Exercise directions. Look through the entries that follow and count the lines with the word "optmisations". The reply is that number alone.
== Information supplied
PR #2239, opened 2023-01-19
feat(performance): minify all inline CSS

adekbadek:
### All Submissions:

Adds minification of all inline CSS. The minification will remove whitespace and comments. 

1. On `master`, load a page and inspect the source
2. Observe that there are `<style>` tags with CSS, which contains unnecessary whitespace and comments
3. Switch to this branch, reload the page
4. Observe the inline CSS is minified
5. Smoke-test how the page renders, to ensure the minification did not break any CSS

### Other information:

### DIFF
--- a/tests/unit-tests/performance.php
+++ b/tests/unit-tests/performance.php
@@ -1,0 +1,37 @@
+<?php
+/**
+ * Tests the Performance optmisations.
+ *
+ * @package Newspack\Tests
+ */
+
+use Newspack\Performance;
+
+/**
+ * Tests the performance optmisations.
+ */
+class Newspack_Test_Newspack_Performance extends WP_UnitTestCase {
+	/**
+	 * Test CSS minification.
+	 */
+	public function test_performance_css_minification() {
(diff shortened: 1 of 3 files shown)


tests/unit-tests/performance.php
```diff
@@ -0,0 +1,37 @@
...
+				 * And this is a multi-line comment, with a link: https://example.com/hello-world
+				 */
+				body {
+					color: red;
+				}
+			</style>
+		</html>';
+		self::assertEquals(
+			'<html>
+			<style>body{color: red;}</style>
```
dkoo, line 31: Definitely a nit, but maybe more savings to be had: couldn't we strip any whitespace space after the colon in `color: red;`?

dkoo (approved):
Didn't see any CSS issues on my local test site, and the inline CSS is minified as expected.

tests/unit-tests/performance.php
adekbadek: That would be possible, but I'd prefer to keep the regular expression simple and less error-prone.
====
Response. 2